Aspartame has been in the news lately but for all the wrong reasons. A leaked WHO report set damaging headlines for the product. But what was the real risk for aspartame? And could similar adverse media headlines affect your product?
Assessments of the health impacts of the non-sugar sweetener aspartame were released this month by the International Agency for Research on Cancer (IARC) and the World Health Organization (WHO) and the Food and Agriculture Organization (FAO) Joint Expert Committee on Food Additives (JECFA).
Reports initially highlighted aspartame as a carcinogen however the full details have now been provided citing “limited evidence” for carcinogenicity in humans. IARC classified aspartame as possibly carcinogenic to humans (IARC Group 2B) and JECFA reaffirmed the acceptable daily intake of 40 mg/kg body weight. Aspartame hazard and risk assessment results released (who.int)
The IARC uses four categories: 1 - causes cancer; 2A - probably causes cancer; 2B - possibly causes cancer and 3 - no evidence available on cancer risk.
Aspartame was classified as 2B, "possibly carcinogenic", on the basis of limited evidence for cancer in humans (specifically hepatocellular carcinoma, a type of liver cancer).

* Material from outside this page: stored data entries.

PR #676, opened 2020-04-25
GLS fixes

demorest:
Fixes bugs in GLS fitter when noise model not present, discussed in #664


paulray:
Yay! This works great. I did my position test and now GLS fitter works with or without full_cov=True.

Issue #659, opened 2020-04-13
@paulray - this looks really nice. Obviously, arbitrarily increasing tolerances is worrying! I think part of the problem is that the test involved seems to be at a level so high that one has little idea where the actual problem originates. It may be good to open an issue to greatly expand unit tests... Having seen @aarchiba's work on [testing astropy's `Time` class](https://github.com/astropy/astropy/pull/9532), I've also become more convinced that it should be a mixture of well thought-through tests and using `hypothesis` to check that assumptions about what the code does actually hold.


paulray:
As part of working on PR #644 I found that I had to increase the testing tolerances in a few places, including the PosVel comparison between PINT and Tempo2, and in `test_fbx.py` check of FB1 derivative, which only failed for certain versions of numpy/astropy.

Here is what @mhvk had to say:

@paulray - this looks really nice. Obviously, arbitrarily increasing tolerances is worrying! I think part of the problem is that the test involved seems to be at a level so high that one has little idea where the actual problem originates. It may be good to open an issue to greatly expand unit tests... Having seen @aarchiba's work on [testing astropy's `Time` class](https://github.com/astropy/astropy/pull/9532), I've also become more convinced that it should be a mixture of well thought-through tests and using `hypothesis` to check that assumptions about what the code does actually hold.

_Originally posted by @mhvk in https://github.com/nanograv/PINT/pull/644#issuecomment-612902869_

Zac-HD:
:wave: hi all, I'm not an astrophysicist but I *am* particularly interested in open source and in testing scientific code.  So if getting a Hypothesis core dev to review or discuss some tests would ever be useful, ping me and let me know how I can help!

Along with precision tests, I highly recommend getting Hypothesis to generate *any* valid data (i.e. including unusual formats) and just calling your code.  No assertions needed, in my experience you'll find a bunch of crashes, quickly improve your input validation, and probably fix some bugs too.

Finally, are there any any applications or calculations where you can generate inptu data, feed it to both PINT and TEMPO, and assert that the results should be identical?  This is a scarily powerful testing trick which most of us only dream of :smile:

paulray:
Thanks @Zac-HD ! We welcome suggestions. I personally don't understand Hypothesis at all. It got added to our tests by @aarchiba and I haven't yet figured out what it is doing or how to use it. Also, it seems to be evolving so our tests now generate a ton of deprecation errors. So, a hypothesis tutorial would be great.

Zac-HD:
[...]

PR #698, opened 2020-05-13
Translate test fixture to decorator

Zac-HD:
This pattern is safer for Hypothesis, as the context is refreshed each time the inner test function is invoked instead of just once for all inputs.  (if it *is* safe to share the fixture, it can be declared as `@pytest.fixture(scope="module")` to say so and Hypothesis won't complain)

Ref #659, [hypothesis release notes](https://hypothesis.readthedocs.io/en/latest/changes.html#v5-6-0).  CC @paulray; this fixes the seven Hypothesis-related warnings you had.


paulray:
Thanks for this fix!

PR #1013, opened 2021-03-22
Raise on reaching maxiter for downhill fitters

aarchiba:
Currently downhill fitters raise an exception if they can't take any more steps, but not if they reach the limit `maxiter` without converging. In the latter case they just quietly set `converged` to False, but if users don't check that (they don't, for example NANOGrav's F test harness) they just assume convergence. Raising an exception - a unique type, easy to catch - is a pretty definite signal that the fitter has not converged. But it leaves the best-fit solution so far as the current state of the fitter, so the user can resume where they left off.

It might be useful to have a separate exception type for maxiter and more dire convergence failures, as maxiter failures are resumable but other kinds are not; this could easily be added.

This introduces a slight change to the math: design matrix column normalization is extended to include the offset and noise parameters, which requires rescaling `phiinv`, because in a real example data set the scaling of the offset was causing numerical problems.


aarchiba:
Ready to review.

luojing1211:
Do you have any tests for the StepProblem error. Or is it hard to find a case to trigger the problem?

aarchiba:
> Do you have any tests for the StepProblem error. Or is it hard to find a case to trigger the problem?

It's quite hard to trigger - I have seen it in some of the NANOGrav data sets, but usually when M2/SINI is added to a data set that just can't detect them, and I'm not sure I can replicate that with one of ours in any kind of efficient way. (It takes ten model evaluations to trigger, so the test could be pretty slow.)

PR #1015, opened 2021-03-23
Control hypothesis profile

aarchiba:
Arrange settings so we no longer get annoying hypothesis test failures due to timeouts; also use randomness when interactive but not on CI.


aarchiba:
Ready for review.

Issue #1008, opened 2021-03-16
PINT is not as compatible with TEMPO as it could be


aarchiba:
It would be valuable if PINT emitted `.par` and `.tim` files that TEMPO interpreted in as similar a way to PINT as it is able. A number of modifications on the TEMPO side have resolved some issues but Joe Swiggum and David Nice have identified the following points where PINT could do better:

- `.tim` files should start with `MODE 1` as well as `FORMAT 1` (to tell TEMPO to use TOA uncertainties?)
- TEMPO expects noise parameters with different names (for example `EFAC` -> `T2EFAC`, I think)
- TEMPO is not as flexible about observatory names as PINT/TEMPO2 - specifically (I think) it only recognizes `ao` not `arecibo`

If we find others or want to clarify TEMPO's needs, we can put that here.

pennucci:
For the record, MODE 1 --> yeah, tells tempo to use the TOA uncertainties in the fit and FORMAT 1 --> indicates that TOAs are in the modern tempo2 format <file> <freq> <TOA> <TOA uncertainty> <site> <flags> without fixed-space allocation for each.  Having these would be nice conveniences to avoid the need for a timing_analysis post-processing conversion step/

aarchiba:
Thanks! I think it should be possible to do without a conversion step, although because of ephemeris and other differences we'll probably find that solutions that have converged for PINT haven't fully for tempo and tempo2. But they should be close.

aarchiba:
Some notes from today's PINT meeting:

- I think that, even for TEMPO, putting MODE 1 in the par file (which we do, or can do), has the same effect as putting MODE 1 in the tim file, except that putting it in the tim file makes various programs emit warnings because it's the old way of doing things.
- PINT does, and TEMPO does, support different values of ECL, so emitting an ECL statement is a good idea and doesn't bother TEMPO2; if users want a TEMPO2-compatible par file they should use ECL IERS2003, which may just be a different coordinate system or may have some built-in inaccuracies, I'm not sure.
[...]

PR #1017, opened 2021-03-24
TEMPO/TEMPO2 compatibility

aarchiba:
The goal of this PR is to improve compatibility of written par/tim files with tempo/tempo2. In so far as possible normal PINT par/tim files should be intelligible to these programs, but it should be reasonably easy to ask PINT to produce more-compatible par/tim files and it should still be able to read them. This will be accomplished partly by tweaking various settings to PINT produces reasonably compatible output by default, but also by allowing translation of parameter names to tempo/tempo2-friendlier versions (that are, ideally, recognized as aliases upon reading).

This should produce TEMPO-friendly par and tim files, if the model is appropriate, with:
```python
to.alias_translation = pint.toa.tempo_aliases
mo.use_aliases(reset_to_default=True, alias_translation=pint.toa.tempo_aliases)
to.write_tim_file("file.tim")
with open('file.par', 'w') as f:
    f.write(mo.as_parfile())
```

Should help with #1008


src/pint/toa.py
```diff
@@ -73,6 +73,16 @@
 
 all_planets = ("jupiter", "saturn", "venus", "uranus", "neptune", "earth")
 
+tempo_aliases = {
+    "arecibo": "AO",
+    "jodrell": "JB",
+    "A1DOT": "XDOT",
+    "STIGMA": "VARSIGMA",
+    "EFAC": "T2EFAC",
+    "EQUAD": "T2EQUAD",
```
scottransom, line 82: This is from memory, but I'm pretty sure this is correct, but T2EFAC and T2EQUAD aren't really aliases for EFAC and EQUAD, right?  Their order of ops is different.  I'll see if I can't find the documentation for that....

scottransom: Hmmm.  After looking at the TEMPO and T2 codes, maybe I'm wrong and they both are implemented the same.  I swear this was a problem sometime in the past, but maybe it was an isolated incident or something.

swiggumj:
I was scrolling through various issues that came up and wondered if this PR would also handle the fact that TEMPO expects DMDATA and NHARM to be integers. Can we simply make that so in PINT? And from a 15yr (timing_analysis) standpoint, to facilitate PINT/Tempo2 comparisons, should we specify IERS2003 as an early check (I can open a quick MR if so) for timing models?

aarchiba:
> I was scrolling through various issues that came up and wondered if this PR would also handle the fact that TEMPO expects DMDATA and NHARM to be integers. Can we simply make that so in PINT? And from a 15yr (timing_analysis) standpoint, to facilitate PINT/Tempo2 comparisons, should we specify IERS2003 as an early check (I can open a quick MR if so) for timing models?

Currently PINT has no notion of an integer-valued parameter, so it's not as easy as changing their type. It might be possible to arrange for PINT to output parameter values that happen to be integers without the `.0`, which ought to resolve that problem.

I think - if I understand correctly - there is no particular negative to all NANOGrav timing solutions using `ECL IERS2003`; this will make the coordinates mean the same thing to all three programs and should not introduce any inaccuracy. This doesn't need PINT support, but would drop nicely into the same part of `timing_analysis` that makes sure we use `EPHEM DE440`. Like that, re-fitting would be necessary, so it would only take effect as we re-fit and check new par files into git.

aarchiba:
Currently this produces par files PINT cannot read correctly as a result of #1019 .

aarchiba:
We do have booleans, and I think that on read we accept 1/0 or Y/N; I'm not sure what we write. The Parameter types are... complicated, but adding an integer type might not be too bad. (PINT would want to accept expressions like 5.0 since it has been writing these.)

davidnice:
Re: DMDATA being an integer, I fixed up Tempo a couple weeks ago so it can handle non-integer values.

Re: NHARM.  This is weird in Tempo right now.  Tempo reads it in as an integer to a temporary variable.  It prints an error if it is greater than 4.  It then does nothing else with it, i.e., it does not store it in a variable that gets used elsewhere.  Very strange!  Perhaps it is a legacy of an incomplete attempt to upgrade the ELL1H model (for which I believe NHARM is a control parameter).  It is simple enough to allow Tempo to treat it as a floating number (in fact, I will do that now), but really the parameter is just ignored.

davidnice:
I think it is OK to use IERS2003 obliquity of the ecliptic.  This isn't the most up-to-date standard value, but it is hard-wired in Tempo2 (at least the last time I checked), so it would increase compatibility across packages if we use it.  It doesn't affect scientific results in any material way since its effect is only to perturb positions in ecliptic coordinates.

demorest:
Making tempo input more robust is good, but I think it's mildly confusing for PINT to output floating point values for things that are actually integers or boolean, so I think that should still be fixed up.  Regarding NHARM, I forgot about that!  The tempo ELL1H model only implements the four-harmonic case (H3 and/or H4 params) which is a subset of what is available in tempo2.  That test is just there as a "safety feature" so that people don't get tripped up by this with no warning.

aarchiba:
Should DMDATA not be a boolean? This does mean PINT will print out Y/N.

aarchiba:
Now we have `intParameter` values, which accept floating-point values that are also integers, and output integers without decimal places.

aarchiba:
> Making tempo input more robust is good, but I think it's mildly confusing for PINT to output floating point values for things that are actually integers or boolean, so I think that should still be fixed up. Regarding NHARM, I forgot about that! The tempo ELL1H model only implements the four-harmonic case (H3 and/or H4 params) which is a subset of what is available in tempo2. That test is just there as a "safety feature" so that people don't get tripped up by this with no warning.

By default. PINT outputs booleans as Y/N. It is not clear whether TEMPO can safely read these, since it prefers 1/0 for booleans.

aarchiba:
Note to self: 

more integer paramters - `NTOA`

booleans (but are booleans safe?):  `CORRECT_TROPOSPHERE`, 'DMDATA', 'PLANET_SHAPIRO'

demorest:
tempo only accepts 1/0 for booleans.  But it looks like the only boolean params it reads are DMDATA and DMXFIX.  Would not be hard to modify tempo to also take Y/N for these.

tempo2 accepts both 1/0 and Y/N on input, but writes Y/N in output par files.

davidnice:
I have updated Tempo to allow flexible inputs of boolean parameter flags:
  -- "True" values are registered for strings starting with 'T' or 'Y' or 't' or 'y'
  -- "True" values are registered for numbers greater than zero, integer or real
  -- "False" values are registered for strings starting with 'F' or 'N' or 'f' or 'n'
  -- "False" values are registered for numbers zero and less

Tempo now uses this for:
-- DMXFIX
-- DMDATA
-- JUMP 
-- START
-- FINISH

Other boolean flags allowed by Tempo2/PINT flags (e.g., PLANET_SHAPIRO) are ignored by Tempo.

aarchiba:
> I have updated Tempo to allow flexible inputs of boolean parameter flags:
> -- "True" values are registered for strings starting with 'T' or 'Y' or 't' or 'y'
> -- "True" values are registered for numbers greater than zero, integer or real
> -- "False" values are registered for strings starting with 'F' or 'N' or 'f' or 'n'
> -- "False" values are registered for numbers zero and less
> 
> Tempo now uses this for:
> -- DMXFIX
> -- DMDATA
> -- JUMP
> -- START
> -- FINISH
> 
> Other boolean flags allowed by Tempo2/PINT flags (e.g., PLANET_SHAPIRO) are ignored by Tempo.

Okay, I think we should be compatible with current TEMPO and TEMPO2 if files are written with `alias_translation=tempo_aliases`.`

aarchiba:
Now supports remembering which alias was used on reading for par files. It would be good to add remembering which alias to use for observatories, though that's complicated because the input might use more than one alternative (so how do we pick which?). This should also affect observatory aliases in par files (TZRSITE), though handling that gracefully is not so easy.

aarchiba:
This now allows you to set TOAs objects and on TimingModel objects into modes where they write themselves in TEMPO/TEMPO2-compatible formats. Otherwise TimingModel objects try to retain the way they were written in the input par files. TOAs objects don't, yet.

Other possible 2B carcinogens in the group include aloe vera, bracken ferns, lead and working as a hairdresser.
The scale does not say how much exposure you need to raise your cancer risk - it just identifies the substances as hazards.
JECFA reviewed the data on aspartame consumption and said adults can safely consume up to 40mg per kilo of body weight.
This does not change the daily limits recommended previously.
That means an adult who weighs 70kg could consume 2,800mg of aspartame a day.
A can of diet drink typically contains about 200mg of aspartame. So a 70kg adult could drink 14 cans without going over the safe daily limit for aspartame.
Professor Robin May, the FSA's chief scientific adviser, said: "JECFA's report supports the FSA's view that aspartame is safe to consume at current permitted use levels."
In December 2013 European Food Safety Authority (EFSA) published a full risk assessment of aspartame, concluding that aspartame and its breakdown products are safe for the general population (including infants, children and pregnant women). The Acceptable Daily Intake (ADI) of 40 milligrams per kilogram of body weight per day (mg/kg bw/day) was considered protective for the general population. Consumer exposure to aspartame is estimated to be well below this ADI by EFSA.
There has therefore been no changes to any ADI amount or new safety data put forward by the WHO however the reporting of this has certainly raised public concern on this food sweetener which in turn may impact on a brand reputation.
The real risk was therefore more in the adverse publicity than in any real food safety concern. It is important for all food producers to be prepared for developing science and reports and to ensure, as far as they can, there is clear and even handed responses available that put transparency and consumer safety as paramount.